Adfree works for me as well. I did a fresh install after rooting.


----------



## Rodeojones (Jun 13, 2011)

AdFree is also working for me. As with those above, I did a fresh install of the app from the market. Just be sure to reboot after you run the app.


----------



## mike dee (Jul 5, 2011)

Yep, adfree is always one of my first installs after rooting. I love how you can set it and forget it (automatic hosts file updates).


----------



## runandhide05 (Sep 20, 2011)

mike dee said:


> Yep, adfree is always one of my first installs after rooting. I love how you can set it and forget it (automatic hosts file updates).

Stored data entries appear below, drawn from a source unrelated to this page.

PR #132, opened 2021-11-27
Make it possible to initialize Screen ingame

reqyl:
This fixes broken shopping script due to only lobby being supported right now. This also fixes standalone scipts node recorder. Both resolutions are supported


src/screen.py
```diff
@@ -26,14 +26,28 @@ def __init__(self, monitor: int = 0):
...
+            _, max_val_ingame, _, max_pos_ingame = cv2.minMaxLoc(res_ingame)
+
+            # We are in game
+            if max_val_ingame > max_val:
+                max_val = max_val_ingame
+                offset_x, offset_y = max_pos_ingame
+                if self._config.general['res'] == "1280_720":
+                    max_pos = (offset_x - 625, offset_y - 670)
+                else:
+                    max_pos = (offset_x - 938, offset_y - 1004)
```
aeon0, line 48: Can you add these coordinates as params to the game.ini? Then you don't need an if here and can just use:
max_pos = (offset_x - config.ui_pos["ingame_ref_x"], offset_y - config.ui_pos["ingame_ref_y"])

aeon0 (changes requested):
Great idea, great PR. Little change to parameterize hardcoded values and good to go.

src/screen.py
reqyl: Ah good idea. Nice I see those coordinates are auto-scaled so we only need one tuple.

aeon0 (approved):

Are we talking about adfree or the magic rotisserie oven?...lol
Sent from my Galaxy Nexus using Tapatalk


----------



## psycho_maniac (Jun 9, 2011)

AdFree worked for me after i rooted and unlocked. Never had a problem


----------



## Mustang302LX (Jun 28, 2011)

mike dee said:


> Yep, adfree is always one of my first installs after rooting. I love how you can set it and forget it (automatic hosts file updates).


Yup that's my vote as well. So simple yet effective!


----------



## Br125 (Oct 13, 2011)

I vote adaway. Open source and always has a change log when updating.


----------



## lxetuo (Oct 11, 2011)

Br125 said:


> I vote adaway. Open source and always has a change log when updating.

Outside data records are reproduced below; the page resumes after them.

PR #134, opened 2021-11-28
autodownload nuitka dependencies for compile

mgleed:


aeon0:
What kind of errors did that solve? Just so I can tell them "fixed on the latest master!" : )

mgleed:
> What kind of errors did that solve? Just so I can tell them "fixed on the latest master!" 

No errors per-se, but you have to hit "yes" to probably 5 or so dependencies the first time you compile from source, took me like 30 minutes before I got it all done because I kept expecting it to go to completion.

Just installed AdAway, so far so good 

Anyone experience any issues with ad blockers? Any performance/battery issues?


----------



## WiredPirate (Feb 16, 2012)

+1 for Adfree!! In addition to AdFree I also recommend AirBlocker for anyone who has experienced those horribly malicious AirPush adds in their notif bar!


----------



## Trav06 (Jun 13, 2011)

I've used AdFree before and really liked it except I spend a lot of time on Slickdeals and AdFree would block the referrer links, which would be any one of several intermediate sites. So anything linked from Slickdeals would get blocked, and since there were several intermediate sites, it's difficult to whitelist them all. Plus, when AdFree updated itself daily, any whitelisted sites were getting overwritten anyway.

Any Slickdeal users out there who have gotten around this?


----------